**INFORMATION GIVEN**
===
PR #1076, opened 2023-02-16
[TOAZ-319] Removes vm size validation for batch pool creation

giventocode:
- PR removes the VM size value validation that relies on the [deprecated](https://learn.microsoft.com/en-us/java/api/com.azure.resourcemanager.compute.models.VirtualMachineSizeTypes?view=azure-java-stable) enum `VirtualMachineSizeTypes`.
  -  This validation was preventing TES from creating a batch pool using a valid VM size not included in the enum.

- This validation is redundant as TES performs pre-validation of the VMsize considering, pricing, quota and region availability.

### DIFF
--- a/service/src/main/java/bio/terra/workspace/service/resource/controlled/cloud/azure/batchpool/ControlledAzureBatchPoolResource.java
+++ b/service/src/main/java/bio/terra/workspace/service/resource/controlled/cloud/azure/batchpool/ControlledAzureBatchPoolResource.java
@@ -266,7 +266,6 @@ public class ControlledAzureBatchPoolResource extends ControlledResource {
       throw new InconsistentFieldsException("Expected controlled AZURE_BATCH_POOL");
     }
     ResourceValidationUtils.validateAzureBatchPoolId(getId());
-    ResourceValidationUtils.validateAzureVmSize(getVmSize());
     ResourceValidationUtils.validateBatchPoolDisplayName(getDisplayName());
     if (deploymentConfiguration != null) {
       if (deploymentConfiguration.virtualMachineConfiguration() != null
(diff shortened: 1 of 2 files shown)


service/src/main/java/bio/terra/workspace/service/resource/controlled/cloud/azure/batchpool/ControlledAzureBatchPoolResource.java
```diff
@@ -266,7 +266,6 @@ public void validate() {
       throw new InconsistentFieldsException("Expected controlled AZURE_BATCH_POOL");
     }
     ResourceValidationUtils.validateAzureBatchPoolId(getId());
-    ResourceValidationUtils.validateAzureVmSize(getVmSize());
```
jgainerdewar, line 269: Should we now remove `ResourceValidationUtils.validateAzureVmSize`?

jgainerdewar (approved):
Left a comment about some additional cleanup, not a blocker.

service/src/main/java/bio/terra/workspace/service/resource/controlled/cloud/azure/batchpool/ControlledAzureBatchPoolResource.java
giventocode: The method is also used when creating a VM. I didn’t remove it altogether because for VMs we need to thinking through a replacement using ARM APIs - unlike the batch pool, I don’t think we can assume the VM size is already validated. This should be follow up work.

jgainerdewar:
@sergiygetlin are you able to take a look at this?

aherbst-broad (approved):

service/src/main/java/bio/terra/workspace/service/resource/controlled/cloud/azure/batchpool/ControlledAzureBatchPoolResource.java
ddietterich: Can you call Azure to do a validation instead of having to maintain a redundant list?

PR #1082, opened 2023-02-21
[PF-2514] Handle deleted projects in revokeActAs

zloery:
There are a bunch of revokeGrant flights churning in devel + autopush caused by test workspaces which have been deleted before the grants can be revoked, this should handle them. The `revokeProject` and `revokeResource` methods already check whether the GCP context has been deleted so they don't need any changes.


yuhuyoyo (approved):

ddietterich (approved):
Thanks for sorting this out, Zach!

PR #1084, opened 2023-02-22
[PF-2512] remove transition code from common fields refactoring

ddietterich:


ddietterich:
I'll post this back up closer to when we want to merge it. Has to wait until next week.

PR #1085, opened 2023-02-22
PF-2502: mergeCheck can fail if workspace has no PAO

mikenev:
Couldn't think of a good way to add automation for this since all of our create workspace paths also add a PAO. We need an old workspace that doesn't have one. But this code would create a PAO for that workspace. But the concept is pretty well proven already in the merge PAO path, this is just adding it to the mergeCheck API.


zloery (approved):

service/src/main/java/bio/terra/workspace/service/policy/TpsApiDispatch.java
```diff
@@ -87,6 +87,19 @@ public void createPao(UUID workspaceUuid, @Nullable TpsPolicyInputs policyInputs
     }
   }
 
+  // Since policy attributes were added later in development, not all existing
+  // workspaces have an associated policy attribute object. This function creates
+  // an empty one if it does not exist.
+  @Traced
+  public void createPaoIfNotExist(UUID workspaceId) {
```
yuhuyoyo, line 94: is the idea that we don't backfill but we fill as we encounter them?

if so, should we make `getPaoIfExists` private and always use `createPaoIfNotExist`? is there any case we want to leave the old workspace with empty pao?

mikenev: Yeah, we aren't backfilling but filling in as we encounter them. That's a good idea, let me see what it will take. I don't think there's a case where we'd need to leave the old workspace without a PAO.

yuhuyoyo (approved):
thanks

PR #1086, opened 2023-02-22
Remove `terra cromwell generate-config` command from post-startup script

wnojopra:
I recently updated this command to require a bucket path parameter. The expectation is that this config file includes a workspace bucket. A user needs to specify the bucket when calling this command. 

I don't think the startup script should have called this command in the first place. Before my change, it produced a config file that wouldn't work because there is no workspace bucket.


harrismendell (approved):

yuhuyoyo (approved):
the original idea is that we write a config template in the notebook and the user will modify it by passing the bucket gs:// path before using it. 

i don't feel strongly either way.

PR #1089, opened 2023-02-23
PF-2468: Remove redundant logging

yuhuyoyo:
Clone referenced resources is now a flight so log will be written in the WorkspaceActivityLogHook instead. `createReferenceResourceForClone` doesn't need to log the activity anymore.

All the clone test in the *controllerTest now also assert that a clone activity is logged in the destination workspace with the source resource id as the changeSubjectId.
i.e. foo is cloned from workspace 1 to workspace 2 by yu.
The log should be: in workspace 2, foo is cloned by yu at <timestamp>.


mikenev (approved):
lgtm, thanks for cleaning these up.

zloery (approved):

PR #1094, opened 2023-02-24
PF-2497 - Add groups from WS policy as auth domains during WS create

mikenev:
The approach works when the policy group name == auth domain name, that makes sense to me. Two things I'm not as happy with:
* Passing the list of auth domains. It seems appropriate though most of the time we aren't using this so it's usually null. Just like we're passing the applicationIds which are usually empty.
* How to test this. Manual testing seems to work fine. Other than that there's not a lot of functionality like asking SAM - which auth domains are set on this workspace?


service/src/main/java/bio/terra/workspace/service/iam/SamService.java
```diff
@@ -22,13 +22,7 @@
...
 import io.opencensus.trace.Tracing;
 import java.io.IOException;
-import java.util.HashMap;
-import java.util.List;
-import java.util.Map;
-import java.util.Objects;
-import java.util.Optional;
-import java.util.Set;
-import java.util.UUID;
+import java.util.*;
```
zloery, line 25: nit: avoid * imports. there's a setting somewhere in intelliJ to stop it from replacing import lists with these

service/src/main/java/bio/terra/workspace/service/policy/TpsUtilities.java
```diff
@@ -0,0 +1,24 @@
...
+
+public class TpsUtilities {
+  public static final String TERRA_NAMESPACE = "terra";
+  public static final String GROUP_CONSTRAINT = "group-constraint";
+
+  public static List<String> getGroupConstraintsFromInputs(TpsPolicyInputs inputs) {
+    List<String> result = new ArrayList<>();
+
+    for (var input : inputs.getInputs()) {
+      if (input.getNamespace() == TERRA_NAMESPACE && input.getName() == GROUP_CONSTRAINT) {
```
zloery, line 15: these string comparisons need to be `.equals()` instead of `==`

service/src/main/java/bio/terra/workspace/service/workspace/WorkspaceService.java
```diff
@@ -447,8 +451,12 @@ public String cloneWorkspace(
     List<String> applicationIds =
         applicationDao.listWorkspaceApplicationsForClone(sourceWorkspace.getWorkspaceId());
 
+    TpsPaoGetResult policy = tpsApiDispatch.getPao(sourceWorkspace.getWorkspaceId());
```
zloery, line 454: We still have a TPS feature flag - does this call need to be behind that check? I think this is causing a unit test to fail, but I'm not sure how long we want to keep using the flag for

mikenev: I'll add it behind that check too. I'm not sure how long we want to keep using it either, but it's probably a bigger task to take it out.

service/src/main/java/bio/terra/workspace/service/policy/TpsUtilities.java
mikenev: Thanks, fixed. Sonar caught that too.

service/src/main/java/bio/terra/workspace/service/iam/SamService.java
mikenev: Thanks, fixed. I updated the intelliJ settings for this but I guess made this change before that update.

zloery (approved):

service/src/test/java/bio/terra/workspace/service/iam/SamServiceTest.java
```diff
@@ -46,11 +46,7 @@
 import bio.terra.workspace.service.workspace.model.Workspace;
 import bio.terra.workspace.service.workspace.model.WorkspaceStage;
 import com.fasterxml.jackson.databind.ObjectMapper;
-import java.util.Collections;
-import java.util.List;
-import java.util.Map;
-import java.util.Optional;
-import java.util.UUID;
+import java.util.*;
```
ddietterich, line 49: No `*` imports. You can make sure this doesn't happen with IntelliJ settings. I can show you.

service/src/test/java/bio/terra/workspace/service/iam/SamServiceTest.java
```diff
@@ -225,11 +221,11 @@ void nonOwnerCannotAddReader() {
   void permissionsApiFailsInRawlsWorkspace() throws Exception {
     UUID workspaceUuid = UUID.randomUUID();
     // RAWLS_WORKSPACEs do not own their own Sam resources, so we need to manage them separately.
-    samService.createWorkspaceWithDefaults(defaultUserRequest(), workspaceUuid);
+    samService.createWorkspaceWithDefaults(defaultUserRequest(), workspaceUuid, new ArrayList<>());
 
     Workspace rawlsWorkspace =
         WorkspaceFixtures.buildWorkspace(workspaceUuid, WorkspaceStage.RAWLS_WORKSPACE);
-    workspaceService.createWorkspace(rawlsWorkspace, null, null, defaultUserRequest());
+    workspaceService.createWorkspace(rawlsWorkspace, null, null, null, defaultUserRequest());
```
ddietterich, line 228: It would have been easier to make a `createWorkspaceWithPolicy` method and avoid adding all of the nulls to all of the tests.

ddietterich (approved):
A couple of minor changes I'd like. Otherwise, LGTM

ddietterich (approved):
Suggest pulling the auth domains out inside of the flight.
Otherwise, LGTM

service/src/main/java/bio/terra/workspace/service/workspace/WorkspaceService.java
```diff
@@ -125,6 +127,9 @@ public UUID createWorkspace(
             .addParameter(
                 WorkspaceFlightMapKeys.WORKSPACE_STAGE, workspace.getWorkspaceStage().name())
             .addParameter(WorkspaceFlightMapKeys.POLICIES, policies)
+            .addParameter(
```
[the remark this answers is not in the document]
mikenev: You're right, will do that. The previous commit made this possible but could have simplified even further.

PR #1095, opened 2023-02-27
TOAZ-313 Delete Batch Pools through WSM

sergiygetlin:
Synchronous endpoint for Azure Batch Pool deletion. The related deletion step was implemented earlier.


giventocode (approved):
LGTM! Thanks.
===
**WORK INSTRUCTIONS**
Using the entries above, restate word for word every line from the one that contains "ddietterich, line 228: It" through the last.

**SOLUTION TO THE EXERCISE**
ddietterich, line 228: It would have been easier to make a `createWorkspaceWithPolicy` method and avoid adding all of the nulls to all of the tests.

ddietterich (approved):
A couple of minor changes I'd like. Otherwise, LGTM

ddietterich (approved):
Suggest pulling the auth domains out inside of the flight.
Otherwise, LGTM

service/src/main/java/bio/terra/workspace/service/workspace/WorkspaceService.java
```diff
@@ -125,6 +127,9 @@ public UUID createWorkspace(
             .addParameter(
                 WorkspaceFlightMapKeys.WORKSPACE_STAGE, workspace.getWorkspaceStage().name())
             .addParameter(WorkspaceFlightMapKeys.POLICIES, policies)
+            .addParameter(
```
[the remark this answers is not in the document]
mikenev: You're right, will do that. The previous commit made this possible but could have simplified even further.

PR #1095, opened 2023-02-27
TOAZ-313 Delete Batch Pools through WSM

sergiygetlin:
Synchronous endpoint for Azure Batch Pool deletion. The related deletion step was implemented earlier.


giventocode (approved):
LGTM! Thanks.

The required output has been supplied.